On the supply side of Legacy Foodservice’s member roster is Richmond-based global food manufacturer C.F. Sauer Co., a 127-year-old business that makes and sells spices, mayonnaise, margarine and other foods.
Tom Giannasi, Sauer’s vice president of distribution-sales, said Legacy Foodservice membership is recognized as a stamp of approval in the industry.
“Legacy is known for support of products of good quality,” Giannasi said.
Likewise, he said, Sauer knows it can depend on Legacy Foodservice’s distributor members because they have been vetted.
“It’s quite remarkable what Legacy has done in a short period of time,” Giannasi said. “To bring together this many distributors in five years is really impressive.”

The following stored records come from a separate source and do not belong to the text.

Issue #593, opened 2026-07-30
CLI: `docs import --replace --dry-run` is blocked by the confirmation gate


hwisoo-kim:
## Summary

`docs import --replace <id> --dry-run` refuses to run without `--yes`, but
`docs/design/cli.md:714` states the opposite:

> - `docs import --replace`: preview the PUT only; `--yes` is ignored.

The confirmation gate sits *before* the `--dry-run` branch, so a command that by
definition mutates nothing is blocked by a destructive-action prompt. In a
non-interactive context — which is every script, CI job, and agent — it does not
prompt but hard-fails.

## Reproduction

```console
$ wafflebase docs import --replace doc-123 --dry-run missing.docx
{
  "error": {
    "code": "CONFIRMATION_REQ",
    "message": "Pass --yes to confirm replacing document \"doc-123\"."
  }
}
$ echo $?
1
```

Adding `--yes` — the flag the docs say is ignored — is what lets execution past the
gate:

```console
$ wafflebase docs import --replace doc-123 --dry-run --yes missing.docx
{
  "error": {
    "code": "ENOENT",
    "message": "ENOENT: no such file or directory, open 'missing.docx'"
  }
}
```

The second failure is just the missing file. It proves the point: with `--yes` the
command proceeds to read input, without it the gate stops it first.

Note the file need not exist to reproduce — the gate at `:119` precedes `io.readBytes`
at `:143`, so nothing about the input is ever consulted.

## Cause

`packages/cli/src/docs/import.ts`:

```
:117    if (replace) {
:119      if (!yes) {
:120        if (!io.isTTY) {
:125          code: 'CONFIRMATION_REQ',
:133          return { exitCode: 1 };      // ← non-interactive: hard fail
:135        const ok = await io.confirm(…)  // ← interactive: prompts for a dry run
:143      const buf = await io.readBytes(file);
:147      if (dryRun) {                    // ← never reached without --yes
```

`dryRun` is only consulted at `:147`, after the gate has already returned. Both
branches of the gate are wrong for a dry run: the non-TTY path fails a command that
would not have changed anything, and the TTY path asks the user to confirm a
destructive action that is not going to happen.

## Also affects `notes` and `slides`

Same ordering, so presumably the same defect:

- `packages/cli/src/notes/import.ts` — gate at `:114`, `dryRun` at `:139`
- `packages/cli/src/slides/import.ts` — gate at `:146`, `dryRun` at `:174`

[...]

PR #599, opened 2026-07-30
Apply cross-sample agreement after replay, and measure its cost

hwisoo-kim:
## Summary

Cross-sample agreement ran at `hunt.mjs:537`; replay ran at `:567`. So a candidate only one sample proposed was **discarded before the free filter ran**.

Replay costs no tokens — it is trusted code re-running recorded `argv` in a clean room, three times. The old order therefore threw away, for nothing, the only evidence of whether a single-sample candidate was real. The funnel could not answer *"is 2-of-3 agreement too strict?"*, because the candidates that would answer it never ran.

```
before:  explore → agreement → novelty → replay → verify → gate
after:   explore → novelty → replay → agreement → verify → gate
                                 ↑ free filter runs first, so the drop is measured
```

**The reported set is unchanged.** Agreement still gates verification, just later. The cost is probe wall-clock; there are no extra model tokens.

## Why this is worth a diff

The last run funnelled `14 proposed → 4 agreed → 2 reported`. Ten candidates died at agreement and **nobody knows whether any were real** — they were never run. That is the largest unmeasured drop in the pipeline, and it sits directly on the recall/precision tradeoff this subsystem is built around.

The funnel becomes `proposed → unique → novel → reproduced → corroborated → reported`, plus the number that matters:

- **`soloReproduced`** — reproduced deterministically, dropped *only* for lacking a second sample.

High across runs ⇒ agreement is discarding genuine defects and the threshold needs revisiting. Persistently zero ⇒ agreement filters nothing replay would not have caught for free, and it belongs where it is.

## A count can't settle it, so the report shows them

New section, **Reproduced but not corroborated**, listing each with oracle, severity, expected, observed and citations — enough to judge by hand. Non-reproduced solo candidates are excluded: they aren't judgeable and would dilute the signal.

Solo drops are deliberately **not ledgered**. No verifier judged them, so recording them as "seen" would hide a real defect from later runs until the code in scope happened to change — the same trap the unjudged-verdict path already avoids.

## Reviewer's guide

- **The egress boundary moved, and that is the security-relevant part of this diff.** Showing dropped candidates means probe-derived text from a candidate that was never reported now reaches a file destined for a public issue. `extra` is now built from `reported` **and** `dropped` secrets. There is a mutation-tested case for it: revert the widening and `renderReport: redacts secrets carried by DROPPED candidates` fails.
- **`stats.novel` and `stats.reproduced` changed meaning** — they now count over the union rather than the agreed subset. That is intended (the funnel reads honestly top to bottom), but it does mean run-to-run comparison against older `run.json` files is not apples-to-apples for those two keys.
- **Probe wall-clock rises** roughly in proportion to how much larger the union is than the agreed set — ~3.5× more candidates probed and replayed in the last run's shape. No token cost.

## Linked Issues

Fixes #

No issue — follow-up to #588, tightening the measurement rather than the behaviour.

## Author checklist

## Verification

- [x] `agent:tests` — 359 pass (348 before, +11 here)
- [x] The redaction test is **mutation-tested**: it fails with the `extra` widening reverted
- [x] `hunt.mjs preflight` still runs clean (no SDK, no token needed)
- [ ] **A live run has NOT been done yet** — that is the next step, and it is what produces the actual measurement

## Risk Assessment

- **User-facing risk:** none. Nothing ships; `scripts/agent/` is imported by no package.
- **Behaviour risk:** the reported set should be identical, since agreement still gates verification. That is an argument from reading the control flow, **not** something a test proves — the run loop needs live SDK sessions and has no harness. The first live run is the real check.
- **Rollback plan:** revert. One module plus its tests.

## Notes for Reviewers

- **AI assistance:** written with Claude Code (Opus 5).

- **This came out of a design question worth recording.** The proposal was to skip agreement entirely and verify every candidate. Verifying all 14 would cost roughly $11/run instead of $6.20 — affordable — but the evidence points elsewhere: **#593 was reported in one run and refuted by the verifiers in the next**, and I confirmed by hand that the report was right. So verifier unanimity is *already* losing real defects, and verifying more candidates under a unanimous rule mostly moves where the loss happens. Measuring agreement's cost first is the cheaper question, and it is free. Whether to then relax unanimity to 2-of-3 is the follow-up.

- **Neither agreement nor verification protects against a systematic misreading.** Both use the same model, so if it misreads a doc sentence, three samples misread it identically and so does the verifier. Agreement only filters *stochastic* one-off confabulation. Worth being clear-eyed about what the gate does and does not buy.

## Summary by CodeRabbit

* **New Features**
  * Added a report section for candidates that reproduce consistently but lack corroboration.
  * Improved reporting of agreement and reproduction results with clearer funnel statistics.

* **Bug Fixes**
  * Expanded secret redaction to cover candidates excluded from final reports, preventing sensitive probe details from appearing in generated markdown.

* **Tests**
  * Added coverage for solo-reproduced candidate reporting and secret removal from dropped candidates.

### DIFF
--- a/scripts/agent/hunt.mjs
+++ b/scripts/agent/hunt.mjs
@@ -596,7 +596,20 @@ async function cmdRun(args) {
     }
 
     // Probe the UNION of everything any sample proposed, deduped by defect.
-    const unique = dedupeCandidates(samples.flat(), keyOf);
+    //
+    // Surface unlocatable candidates FIRST. `dedupeCandidates` silently skips any
+    // element whose key is "" (an empty key cannot dedupe against anything), so
+    // probing the raw union would erase "no locatable citation" candidates from
+    // the funnel entirely — no stat, no drop-table row — which is exactly the
+    // blindness this file's raw-proposal persistence exists to prevent. Recording
+    // them here keeps that drop measured; dedupe then runs over the locatable rest.
+    const flatProposals = samples.flat();
+    for (const cand of flatProposals) {
+      if (keyOf(cand) === "") {
+        dropped.push({ title: cand.title, why: "no locatable citation — cannot be tracked in the ledger" });
+      }
+    }
+    const unique = dedupeCandidates(flatProposals, keyOf);
     stats.unique += unique.length;
 
     const changedSince = makeChangedSince(repo, charter.codeScope);
@@ -605,11 +618,9 @@ async function cmdRun(args) {
       // already resolved this?" is a question about the defect, and the defect key
       // is the only identity available before a probe has run. The precise
       // argv+observation fingerprint is recorded alongside it as `probeFp`.
+      // `dk` is non-empty for every candidate here: `dedupeCandidates` drops empty
+      // keys, and the unlocatable ones were recorded as dropped just above.
       const dk = keyOf(cand);
-      if (dk === "") {
-        dropped.push({ title: cand.title, why: "no locatable citation — cannot be tracked in the ledger" });
-        continue;
-      }
       if (!isNovel(dk, seen, { changedSince })) {
         dropped.push({ title: cand.title, why: "already seen in a previous run (ledger)" });
         continue;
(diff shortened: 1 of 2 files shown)


harrykim8672:
@coderabbitai full review

hackerwins (dismissed):
Thanks for your contribution.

Hughes, Legacy Foodservice’s COO, said the company’s defining moment came during that 2010 presentation in Philadelphia.
He and Push enjoyed the theatrics of the ersatz Benjamin Franklin’s speech, he said, and they certainly liked the symbolic signing of the “Declaration of Independents.”
“But the real defining moment came when we met with the suppliers and distributors and explained what we were going to do,” he recalled.
“They were telling us, ‘All of a sudden, it’s real to us. You are doing this.’ There was an excitement about it,” Hughes said. “They saw we were offering new ways to do business.”